Putting forth their views on behalf of the industry were Dr Krathish Bopanna, president, Indian Society for Clinical Research; Dr Arun D Bhatt, executive committee member, Indian Society for Clinical Research, Dr Shoibal Mukherjee, chief medical officer, Quintiles and Dr Shamsher Divedi, VIMHANS.
Dr Shoibal Mukherjee highlighted various misconceptions about the overall trial deaths. Dr Mukherjee explained, "The negative event monitoring includes the non-serious event as well. That is apart from serious events where data is sent to Drug Controller General of India (DGCI) in 14 days.

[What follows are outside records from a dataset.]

PR #18529, opened 2021-03-17
For #17644: Always update add-on's telemetry values before sending metric ping

### LINKED ISSUE #17644: [Telemetry] Web extensions
Follow up to https://github.com/mozilla-mobile/fenix/issues/6174
Related to #16832

## Current implementation
We are currently evaluating metrics on startup and receiving a list of enabled addons and installed addons. These are being used to evaluate these metrics:
* `addons.has_enabled_addon`
* `addons.has_installed_addons`

These metrics do not answer all of the product questions that were originally proposed (see #6174).

## Description & Product Manager / Data Scientist User Story
* Does product still care about the originally proposed questions? Should we re-evaluate these and implement new probes?
* Do we still care about the list of addons for installed & enabled?

## What questions will you answer with this data?
TBD based on above questions.

## Acceptance Criteria
- [ ] ENG files a [DS JIRA](https://jira.mozilla.com/projects/DO/issues/DO-228?filter=allopenissues) request outlining their methodology.
- [ ] DS sign off on instrumentation methodology addressing product questions.
- [ ] Event pings can be queried via re:dash
- [ ] Event pings can be queried via amplitude
- [ ] We are sending telemetry events for the actions listed in the requirements
- [ ] We have documented the telemetry
- [ ] We have asked a data steward to [review](https://github.com/mozilla/data-review/blob/master/request.md) the telemetry

rocketsroger:
Fixes #17644 

### Pull Request checklist

1. click on Show All Checks,

### DIFF
--- a/app/src/main/java/org/mozilla/fenix/components/metrics/GleanMetricsService.kt
+++ b/app/src/main/java/org/mozilla/fenix/components/metrics/GleanMetricsService.kt
@@ -69,6 +69,7 @@ import org.mozilla.fenix.components.toolbar.ToolbarPosition
 import org.mozilla.fenix.ext.components
 import org.mozilla.fenix.ext.settings
 import org.mozilla.fenix.utils.BrowsersCache
+import org.mozilla.fenix.utils.Settings
 
 private class EventWrapper<T : Enum<T>>(
     private val recorder: ((Map<T, String>?) -> Unit),
@@ -859,11 +860,20 @@ class GleanMetricsService(
 
             // setStartupMetrics is not a fast function. It does not need to be done before we can consider
             // ourselves initialized. So, let's do it, well, later.
-            setStartupMetrics()
+            setStartupMetrics(context.settings())
         }
     }
 
-    internal fun setStartupMetrics() {
+    /**
+     * This function is called before the metrics ping is sent.  Part of this function depends on
+     * shared preferences to be updated so the correct value is sent with the metrics ping.
+     *
+     * The reason we're using shared preferences to track some of these values is due to the
+     * limitations of the metrics ping.  Events are only sent in a metrics ping if the user have made
+     * changes between each ping.  However, in some cases we want current values to be sent even if
+     * the user have not changed anything between pings.
+     */
+    internal fun setStartupMetrics(settings: Settings) {
         setPreferenceMetrics()
         with(Metrics) {
             defaultBrowser.set(browsersCache.all(context).isDefaultBrowser)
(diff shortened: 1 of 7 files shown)


app/src/main/java/org/mozilla/fenix/utils/Settings.kt
```diff
@@ -937,6 +937,26 @@ class Settings(private val appContext: Context) : PreferencesHolder {
...
+
+    var enabledAddonsCount by intPreference(
+        appContext.getPreferenceKey(R.string.pref_key_enabled_addons_count),
+        0
+    )
+
+    var enabledAddonsList by stringPreference(
+        appContext.getPreferenceKey(R.string.pref_key_enabled_addons_list),
+        default = ""
+    )
```
gabrielluong, line 958: Let's start adding some kDoc describing the variables we have in `Settings`. Something to describe what they hold in the preference and what they are used for.

app/src/main/res/values/preference_keys.xml
```diff
@@ -217,6 +217,11 @@
 
     <string name="pref_key_open_tabs_count" translatable="false">pref_key_open_tabs_count</string>
 
+    <string name="pref_key_installed_addons_count" translatable="false">pref_key_installed_addons_count</string>
+    <string name="pref_key_installed_addons_list" translatable="false">pref_key_installed_addons_list</string>
+    <string name="pref_key_enabled_addons_count" translatable="false">pref_key_enabled_addons_count</string>
+    <string name="pref_key_enabled_addons_list" translatable="false">pref_key_enabled_addons_list</string>
```
gabrielluong, line 223: It would be nice to be able to group all these telemetry count/list pref key under a particular header. I find myself also adding comments to pref keys if I find them to be helpful.

app/src/main/java/org/mozilla/fenix/components/metrics/GleanMetricsService.kt
```diff
@@ -859,11 +860,11 @@ class GleanMetricsService(
 
             // setStartupMetrics is not a fast function. It does not need to be done before we can consider
             // ourselves initialized. So, let's do it, well, later.
-            setStartupMetrics()
+            setStartupMetrics(context.settings())
         }
     }
 
-    internal fun setStartupMetrics() {
+    internal fun setStartupMetrics(settings: Settings) {
```
gabrielluong, line 867: I am curious if it would've made any difference if we just set `val settings = context.settings()` instead of passing `settings` or is it must always `settings` as a parameter and if there was any particular reason that you found from testing.

gabrielluong (approved):

app/src/main/java/org/mozilla/fenix/components/metrics/GleanMetricsService.kt
rocketsroger: I needed to pass this in for testing.  Otherwise there's not good way to use a mock.

app/src/main/res/values/preference_keys.xml
rocketsroger: Sure, I'll add a comment above this group

app/src/main/java/org/mozilla/fenix/utils/Settings.kt
rocketsroger: Sure, I'll add them.  Thanks,

app/src/main/java/org/mozilla/fenix/components/metrics/GleanMetricsService.kt
gabrielluong, line 867: I think we might also want to add some docs for this function for the timing being until we consider writing telemetry documentations. In particular, I think it would be important to note why the previous approach `Addons.hasInstalledAddons.set` doesn't work and why we need to set values to a settings variable and then set telemetry like `Addons.hasInstalledAddons.set` (metric pings iirc) here.

rocketsroger: Sure, I'll write an explanation on why this function depends on so many shared preferences.  It won't be specific to this particular PR though.  I'll try to be general.

app/src/main/java/org/mozilla/fenix/components/metrics/MetricController.kt
```diff
@@ -213,16 +216,16 @@ internal class ReleaseMetricController(
...
                     Leanplum.setUserAttributes(mapOf("installed_addons" to installedAddons.size))
                 }
             }
 
             metadata?.get("enabled")?.let { enabledAddons ->
                 if (enabledAddons is List<*>) {
-                    Addons.enabledAddons.set(enabledAddons.map { it.toString() })
-                    Addons.hasEnabledAddons.set(enabledAddons.size > 0)
+                    settings.enabledAddonsCount = enabledAddons.size
+                    settings.enabledAddonsList = enabledAddons.joinToString()
```
willdurand, line 228: This change breaks some AMO stats as well as some Redash dashboards because the default value when joining items is `, ` (with a trailing space). The ETL stuff expects a comma-separated list without spaces (we don't trim items after `split`).

rocketsroger: Issue created: https://github.com/mozilla-mobile/fenix/issues/19289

Parliamentary committee has confirmed that the drug related death cannot be necessarily confirmed at the end of the trials." He also pointed towards the fact that there are five times more recruitment by the non-pharma sponsors as compared to pharmaceutical companies. These include NGOs and global funding agencies involved in huge trials.
Dr Mukherjee found the use of term "illegal trials" as misleading. He said, "It is not right to call a trial illegal technically. The reason is that most of the times only a site or two in one particular location might have issues, but that in no way can be that clinical trial conducted a global scale can be termed illegal."